Data shown:
- - -

Issue #451, opened 2024-11-07
`auth.api.signOut()` missing types


taylorfsteele:
**Describe the bug**
The `signOut` function via the api is missing types.

```
import { auth } from "~/lib/auth";

const someFunctionOnTheServer = async () => {
  const headers = getHeaders();

  await auth.api.signOut({ headers }) // No types
} 
```

**To Reproduce**

1. Create a [better-auth instance](https://www.better-auth.com/docs/installation#create-a-better-auth-instance)
2. Call `auth.api.signOut()`

**Expected behavior**
`api.signOut()` throws a type error without headers and provides types for the function

**Screenshots**
![image](https://github.com/user-attachments/assets/d36cbb4c-b283-49c1-aeaf-2dd7d221c491)

Other api functions types seem fine.

![image](https://github.com/user-attachments/assets/09a2a6c6-c399-4130-a801-7ee255668c68)

better-auth: 0.7.5-beta.5

Bekacru:
merged and released on `0.7.5-beta.6`

PR #453, opened 2024-11-07
fix: add `requireHeaders` to sign out api

taylorfsteele:
Fix for #451

From what I can tell, this fixes the types on `signOut`

Before:
image

After:
image

Let me know if there's anything else I can add 🙂


Bekacru:
looks good

PR #498, opened 2024-11-11
refactor: minify

productdevbook:
This pull request includes a small change to the `packages/better-auth/package.json` file. The change involves modifying the build script to remove the `--minify` option.

The reason for removing the --minify option is to obtain a more readable and analyzable output during development and debugging. Minification optimizes and reduces the code size but decreases readability, which can make debugging more challenging. 

* [`packages/better-auth/package.json`](diffhunk://#diff-07bd5b61fca590f15772445019f72de76c25e488e3ed941e9860c8d2a51fdef5L12-R12): Removed the `--minify` option from the build script.

### DIFF
--- a/packages/better-auth/package.json
+++ b/packages/better-auth/package.json
@@ -9,7 +9,7 @@
     "directory": "packages/better-auth"
   },
   "scripts": {
-    "build": "cross-env NODE_OPTIONS=--max-old-space-size=8000 tsup --clean --dts --minify",
+    "build": "cross-env NODE_OPTIONS=--max-old-space-size=8000 tsup --clean --dts",
     "dev": "cross-env NODE_OPTIONS='--max-old-space-size=4000' tsup --watch --sourcemap",
     "dev:dts": "cross-env NODE_OPTIONS='--max-old-space-size=8192' tsup --watch --dts",
     "test": "pnpm prisma:push && vitest",


packages/better-auth/package.json
```diff
@@ -9,7 +9,7 @@
     "directory": "packages/better-auth"
   },
   "scripts": {
-    "build": "cross-env NODE_OPTIONS=--max-old-space-size=8000 tsup --clean --dts --minify",
```
emroot, line 12: How about keeping the original build command, and introducing a new comamnd "dev:build" instead?

productdevbook: It’s a significant issue when you encounter an error in a project, check the source code, and realize it’s fully minified. While compressing code is suitable for CDN usage, it’s unnecessary for an npm package. Modern frameworks already handle compression during the build process.

(I should be able to put console.log in the source code immediately.)

productdevbook:
@Bekacru 

every time I have to build and copy the source code in the project.

reslear:
@Bekacru I totally agree with @productdevbook. Ideally I would do away with tsup altogether. 

CleanShot 2024-12-31 at 03 20 19@2x

so we could share and test `.patch` using `pnpm patch` files directly in the project !

like it's done in 
https://github.com/wevm/wagmi/blob/54a91f186260b6062199e8255fc79ae002c77c93/packages/core/package.json#L13

It's just genius and simply generates the correct directories, source data is generated, not minified js. 


CleanShot 2024-12-31 at 03 22 24@2x

reslear:
we also have many same code: 

CleanShot 2024-12-31 at 03 52 04@2x

kzlar:
+1 for this. Most packages do not come minified, never quite understood why better-auth is different in that manner

reslear:
hi @Bekacru already merged https://github.com/better-auth/better-auth/pull/1195 thx!
@decentparadox close please.

PR #504, opened 2024-11-12
wip: Role Based Access Control

Bekacru:
This plugin provides users with a more flexible, agnostic approach to access control by introducing scoped roles and permissions. With this, roles can be defined based on a particular scope—whether it’s the entire system, specific organizations, teams, or any other grouping.


packages/better-auth/src/plugins/access-control/index.ts
```diff
@@ -0,0 +1,489 @@
...
+								value: user.id,
+							},
+						],
+					});
+					if (!userRoles.length) {
+						return {
+							permissions: [],
+						};
+					}
+					const rolePromises = userRoles.map(async (userRole) => {
```
emroot, line 141: Can prob run a single findMany query here and use `in: roleIds`

packages/better-auth/src/plugins/access-control/index.ts
```diff
@@ -0,0 +1,489 @@
...
+						const role = await ctx.context.adapter.findOne<StoredRole>({
+							model: "role",
+							where: [
+								{
+									field: "id",
+									value: userRole.roleId,
+								},
+								{
+									field: "scope",
+									value: opts.globalScope,
```
emroot, line 151: Prob wanna check for c.query.scope here too

PR #509, opened 2024-11-12
Update email-password.mdx

fres-sudo:
Since the `sendVerificationEmail` do not have any type `token` param in the actual code, I just quickly fixed the small mistake in the documentation that I noticed


Bekacru:
The API has been updated since then, so it should now be correct.

PR #491, opened 2024-11-11
fix: apple provider

Bekacru:
closes #490

PR #521, opened 2024-11-13
Allow POST request for apple on callback endpoint

emroot:
Looks like Apple needs `form_post`, here's a PR that updates the callback endpoint to support POST request in case we decide to go that route.


Bekacru:
merged to the initial pr (#491)

PR #535, opened 2024-11-14
feat: enhance custom id generation with type support

jstri:
Adds support for custom Stripe-style IDs in `generateId` function and moves it to `AuthContext`.

The function is relocated from adapters to `AuthContext` to:
- Provide a single, adapter-agnostic interface that works across all adapters (including memory)
- Enable the possibility for custom ID generation beyond models (e.g., verification tokens)


packages/better-auth/src/api/routes/forget-password.ts
```diff
@@ -178,7 +178,7 @@ export const resetPassword = createAuthEndpoint(
 				userId,
 				providerId: "credential",
 				password: hashedPassword,
-				accountId: ctx.context.uuid(),
+				accountId: userId,
```
jstri, line 184: Used `userId` instead because the following is stated in docs: `The id of the account as provided by the SSO or equal to userId for credential accounts`

docs/content/docs/concepts/database.mdx
```diff
@@ -523,44 +523,47 @@ res.user.lang // > "fr"
...
 export const auth = betterAuth({
-   database: prismaAdapter(prisma, {
-      provider: "sqlite",
-      generateId: () => {
-         // custom id generation logic
-      }
-   })
+   database: {
+      db: db,
+      useAutoGeneratedId: true
```
emroot: why add a new option when you can simply use `generateId => false`, which does the same. or can also be achieved with `generateId() => undefined`. This introduce 2 ways of achieving the same thing.

Bekacru:
merged with #595

PR #1351, opened 2025-02-04
🐛 Fix Google IdToken Auth

abegehr:
"The value of iss in the ID token is equal to accounts.google.com or https://accounts.google.com."

Source: https://developers.google.com/identity/gsi/web/guides/verify-google-id-token

I ran into this when trying to auth via idToken obtained from auth within a Chrome Extension. According to the Google doc above the iss can also be "accounts.google.com", which was the case for the idToken I got.


abegehr:
I tested this change by overriding verifyIdToken on my better-auth google config object and it works!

- - -

Activity: Output only the lines from the top of the entries through the one holding "PR #453, opened 2024-11-07", copied exactly.

Exercise output:
Issue #451, opened 2024-11-07
`auth.api.signOut()` missing types


taylorfsteele:
**Describe the bug**
The `signOut` function via the api is missing types.

```
import { auth } from "~/lib/auth";

const someFunctionOnTheServer = async () => {
  const headers = getHeaders();

  await auth.api.signOut({ headers }) // No types
} 
```

**To Reproduce**

1. Create a [better-auth instance](https://www.better-auth.com/docs/installation#create-a-better-auth-instance)
2. Call `auth.api.signOut()`

**Expected behavior**
`api.signOut()` throws a type error without headers and provides types for the function

**Screenshots**
![image](https://github.com/user-attachments/assets/d36cbb4c-b283-49c1-aeaf-2dd7d221c491)

Other api functions types seem fine.

![image](https://github.com/user-attachments/assets/09a2a6c6-c399-4130-a801-7ee255668c68)

better-auth: 0.7.5-beta.5

Bekacru:
merged and released on `0.7.5-beta.6`

PR #453, opened 2024-11-07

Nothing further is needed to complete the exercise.